• [Required action] What is needed is an exact retyping of the records below, from the first line through the line that contains "We are already".

::::

Issue #4951, opened 2021-10-07
Compress genesis.json files offered for download


mina86:
testnet’s genesis.json available on S3 is almost 5.5GB in size. After compressing it with xz its size reduces to around 170MB. Betanet genesis.json is smaller but at 47MB it could still benefit from compression.

We should compress the files and update `nearcore::init_config` to transparently handle decompression.

PR #5477, opened 2021-11-26
nearcore: use tempfile to create temporary files when downloading

mina86:
We are already using tempfile crate in other parts of the code so
use it in download_file as well rather than having an arguably less
safe way of creating temporary files (i.e. blindly using predefined
extension).

### DIFF
--- a/nearcore/src/config.rs
+++ b/nearcore/src/config.rs
@@ -1116,40 +1116,35 @@ pub enum FileDownloadError {
 }
 
 pub fn download_file(url: &str, path: &Path) -> Result<(), FileDownloadError> {
-    return actix::System::new().block_on(async move {
+    let uri = url.parse()?;
+    let (tmp_file, tmp_path) = {
+        let tmp_dir = path.parent().unwrap_or(&Path::new("."));
+        tempfile::NamedTempFile::new_in(tmp_dir).map_err(FileDownloadError::OpenError)?.into_parts()
+    };
+
+    let result = actix::System::new().block_on(async move {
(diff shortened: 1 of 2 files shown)


nearcore/src/config.rs
```diff
@@ -1116,40 +1116,35 @@ pub enum FileDownloadError {
...
 
 pub fn download_file(url: &str, path: &Path) -> Result<(), FileDownloadError> {
-    return actix::System::new().block_on(async move {
+    let uri = url.parse()?;
+    let (tmp_file, tmp_path) = {
+        let tmp_dir = path.parent().unwrap_or(&Path::new("."));
+        tempfile::NamedTempFile::new_in(tmp_dir).map_err(FileDownloadError::OpenError)?.into_parts()
+    };
+
+    let result = actix::System::new().block_on(async move {
```
matklad, line 1125: Unrelated to the PR, but I think it doesn't make sense that we use `actix` here -- it's purely tokio stuff, it doesn't involve neither actix actors, nor actix-web http server. 

I *think* a more frugal way to do this is 

```rust
tokio::runtime::Builder::new_current_thread()
        .enable_all()
        .build()
        .unwrap()
        .block_on(async ...)
```

matklad: docs: https://tokio.rs/tokio/topics/bridging

mm-near (approved):

nearcore/src/config.rs
mina86: Hmm, let’s do that in another PR so we have one change per commit.

PR #5478, opened 2021-11-26
chain: fix nightly expensive tests after tests move to /src/tests

mina86:
First of all, add ‘gc’ to the ‘tests’ module since it was omitted and
thus completely ignored.

Second of all, since now all the tests are compiled into a single
binary, update executable name in the nightly configuration file.

Issue: https://github.com/near/nearcore/issues/5371

### DIFF
--- a/chain/chain/src/tests/gc.rs
+++ b/chain/chain/src/tests/gc.rs
@@ -2,10 +2,10 @@
 mod tests {
     use std::sync::Arc;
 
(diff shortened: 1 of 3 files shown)


mina86:
http://nayduck.near.org/#/run/2252

mm-near (approved):

pmnoxx (commented):
LGTM

PR #5479, opened 2021-11-26
re: `near-network` Rename `Consolidate` to `RegisterPeer`

pmnoxx:
In the current design. `PeerManagerActor`` is responsible for maintaining list of all connected peers.
Whenever `PeerActor` receives `Handshake` from other node. It notifies `PeerManagerActor` to add given `PeerActor` to list of all active connections.

Currently, that message is called `Consolidate`. `Consolidate` can have multiple meanings. Let's change it's name to `RegisterPeer` message. 
And also response that `PeerManagerActor` sends to `PeerActor`, about whenever registration was successful from `ConsolidateResponse` to `RegisterPeerResponse`.

This should make it easier to explain the process of `Handshake` negotiation inside https://github.com/near/nearcore/issues/5156.

### DIFF
--- a/chain/network/src/types.rs
+++ b/chain/network/src/types.rs
@@ -439,27 +439,28 @@ pub struct SendMessage {
     pub(crate) message: PeerMessage,
 }
 
-/// Actor message to consolidate potential new peer.
-/// Returns if connection should be kept or dropped.
+/// Actor message which asks `PeerManagerActor` to register peer.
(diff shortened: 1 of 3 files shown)


chain/network/src/types.rs
```diff
@@ -442,7 +442,7 @@ pub struct SendMessage {
 /// Actor message to consolidate potential new peer.
```
mm-near, line 442: update the comment

mm-near (approved):

Issue #3779, opened 2021-01-05
Tracking issue for GHSA-2v6r-g342-282f


bowenwang1996:
Tracks security advisory issue https://github.com/near/nearcore/security/advisories/GHSA-2v6r-g342-282f

PR #5482, opened 2021-11-26
fix: set access key nonce on implicit account creation

Longarithm:
Fix access key nonce for implicit accounts to fully address the issue https://github.com/near/nearcore/issues/3779.

The change is straightforward - formula for nonce should be the same as for explicit accounts, as here - https://github.com/near/nearcore/blob/7f7347fc008d592a2679101f4518cfdb8df4e617/runtime/runtime/src/actions.rs#L561-L562

## Test plan

- `test_transaction_hash_collision_for_implicit_account_[ok|fail]` - check that tx is applied or rejected depending on the protocol version.


matklad (approved):

integration-tests/tests/client/process_blocks.rs
```diff
@@ -3331,6 +3331,106 @@ mod access_key_nonce_range_tests {
...
+            env.produce_block(0, i);
+        }
+
+        // Delete implicit account.
+        env.clients[0].process_tx(delete_account_tx, false, false);
+        // Send money to implicit account again, invoking its second creation.
+        env.clients[0].process_tx(send_money_again_tx, false, false);
+        // Send money from implicit account with incorrect nonce.
+        env.clients[0].process_tx(send_money_from_implicit_account_tx, false, false)
+    }
```
bowenwang1996, line 3407: I think this is not entirely correct: what we did here will lead to all the transactions getting inserted into mempool at the same time. This means that they will end up in the same chunk and may result in `send_money_from_implicit_account_tx` getting processed first.

integration-tests/tests/client/process_blocks.rs
```diff
@@ -3331,6 +3331,106 @@ mod access_key_nonce_range_tests {
...
+    #[test]
+    fn test_transaction_hash_collision_for_implicit_account_ok() {
+        #[cfg(feature = "protocol_feature_access_key_nonce_for_implicit_accounts")]
+        let protocol_version =
+            ProtocolFeature::AccessKeyNonceForImplicitAccounts.protocol_version() - 1;
+        #[cfg(not(feature = "protocol_feature_access_key_nonce_for_implicit_accounts"))]
+        let protocol_version = PROTOCOL_VERSION;
+        let res = get_result_transaction_hash_collision_for_implicit_account(protocol_version);
+        assert!(matches!(res, NetworkClientResponses::ValidTx));
+    }
```
bowenwang1996, line 3432: Could we also make sure that transactions that are supposed to succeed actually succeed?

runtime/runtime/src/actions.rs
```diff
@@ -392,13 +394,28 @@ pub(crate) fn action_implicit_account_creation_transfer(
     actor_id: &mut AccountId,
     account_id: &AccountId,
     transfer: &TransferAction,
+    #[cfg(feature = "protocol_feature_access_key_nonce_for_implicit_accounts")]
+    current_block_height: BlockHeight,
```
bowenwang1996, line 398: Might want to make this function unconditionally take `current_block_height` as an argument to make it easier to read and use

integration-tests/tests/client/process_blocks.rs
```diff
@@ -95,13 +95,12 @@ pub fn create_nightshade_runtimes(genesis: &Genesis, n: usize) -> Vec<Arc<dyn Ru
         .collect()
 }
 
-fn produce_epochs(
+fn produce_blocks_from_height(
```
mm-near, line 98: comment

integration-tests/tests/client/process_blocks.rs
```diff
@@ -3331,6 +3346,112 @@ mod access_key_nonce_range_tests {
...
+        // Send money from implicit account with incorrect nonce.
+        let send_money_from_implicit_account_tx = SignedTransaction::send_money(
+            1,
+            implicit_account_id.clone(),
+            "test0".parse().unwrap(),
+            &implicit_account_signer,
+            100,
+            *block.hash(),
+        );
+        env.clients[0].process_tx(send_money_from_implicit_account_tx, false, false)
```
mm-near, line 3426: it'd be also good to check below, if we can still send the transaction with valid nonce.

integration-tests/tests/client/process_blocks.rs
```diff
@@ -3331,6 +3346,112 @@ mod access_key_nonce_range_tests {
...
+    }
+
+    /// Test that duplicate transactions from implicit accounts are properly rejected.
+    #[cfg(feature = "protocol_feature_access_key_nonce_for_implicit_accounts")]
+    #[test]
+    fn test_transaction_hash_collision_for_implicit_account_fail() {
+        let protocol_version =
+            ProtocolFeature::AccessKeyNonceForImplicitAccounts.protocol_version();
+        assert!(matches!(
```
mm-near, line 3435: one problem I see with such setup - is that you don't know which transaction has thrown this error..

mm-near: what you could do instead is:  have get_status_of_tx_hash_collision_for_implicit_account return the transaction - and then execute this single transaction here - and check the assert.

mm-near (approved):

chain/chain/Cargo.toml
```diff
@@ -47,5 +47,5 @@ protocol_feature_chunk_only_producers = ["near-primitives/protocol_feature_chunk
 
 protocol_feature_routing_exchange_algorithm = []
 nightly_protocol_features = ["nightly_protocol", "protocol_feature_chunk_only_producers", "protocol_feature_routing_exchange_algorithm"]
-nightly_protocol = []
+nightly_protocol = ["near-store/nightly_protocol", "near-primitives/nightly_protocol"]
```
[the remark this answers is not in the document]
Longarithm: Not strictly, but I couldn't run the `simple_chain` test without changes in this file.

integration-tests/tests/client/process_blocks.rs
Longarithm: > one problem I see with such setup - is that you don't know which transaction has thrown this error..

I know. All other txs are executed and checked using `check_tx_processing`, and for the tx being tested I return the status, which is asserted in the `test_transaction_hash_collision_for_implicit_account_fail`.

PR #5484, opened 2021-11-26
nearcore: don’t bring in Actix when Tokio is enough while dling a file

mina86:
The download_file function does not use any of the Actix features so
enabling it is unnecessary.  A less complex and heavy-handed solution
is to set up a Tokio runtime so do that.


matklad (approved):
to clarify, the main problem here is not resource usage, but just the general sanity of not using an unrelated actor framework when what you need is `epoll`.

bowenwang1996 (approved):

PR #5486, opened 2021-11-26
chain: remove nested `tests` modules

mina86:
After moving tests from `/tests` to `/src/tests` and thus bringing
them all into a single executable with a single namespace we ended up
with aesthetically unpleasing nested paths such as:

    tests::catching_up::tests::test_chunk_grieving

Flatten the structure by removing the inner `tests` module.

Issue: https://github.com/near/nearcore/issues/5371

### DIFF
--- a/chain/chain/src/tests/doomslug.rs
+++ b/chain/chain/src/tests/doomslug.rs
@@ -1,334 +1,326 @@
-#[cfg(test)]
-#[cfg(feature = "expensive_tests")]
-mod tests {
-    use near_primitives::time::Clock;
-    use rand::{thread_rng, Rng};
-    use std::collections::{HashMap, HashSet};
-    use std::sync::Arc;
-    use std::time::{Duration, Instant};
 
-    use crate::{Doomslug, DoomslugThresholdMode};
-    use near_crypto::{KeyType, SecretKey};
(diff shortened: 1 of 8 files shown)


matklad:
This'll probably get some "unused" warnings due to the way cfg work. The fix is to put `#![cfg(expensive_tests)]` at the start of files, or `#[cfg(expensive_tests)] mod gc;` at the corresponding declaration in the parent file. 

Semi-related thought: I generally think that it's best to gate slow tests at runtime, rather than at compile time, to make sure they actually compile OK, and to avoid the need to recompile everything when you want to run them. But I haven't looked closely if that'd work for us (there's no built-in mechanism to do runtime gating in Cargo, so you'd have to do something manual like `if std::env::var("SLOW_TESTS").is_err() { return }`).

mina86:
Depending on how motivated we are we could create a `#[expensive_test]` procedural macro I suppose. However, one issue would still remain that it would be a bit confusing to see a test that did not run as passing. It doesn’t look like cargo test supports ignoring tests based on run-time state. `#[ignore]` is compile-time thing only.

matklad:
Yeah, exactly this

bowenwang1996 (approved):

::::

• [Result below]
Issue #4951, opened 2021-10-07
Compress genesis.json files offered for download


mina86:
testnet’s genesis.json available on S3 is almost 5.5GB in size. After compressing it with xz its size reduces to around 170MB. Betanet genesis.json is smaller but at 47MB it could still benefit from compression.

We should compress the files and update `nearcore::init_config` to transparently handle decompression.

PR #5477, opened 2021-11-26
nearcore: use tempfile to create temporary files when downloading

mina86:
We are already using tempfile crate in other parts of the code so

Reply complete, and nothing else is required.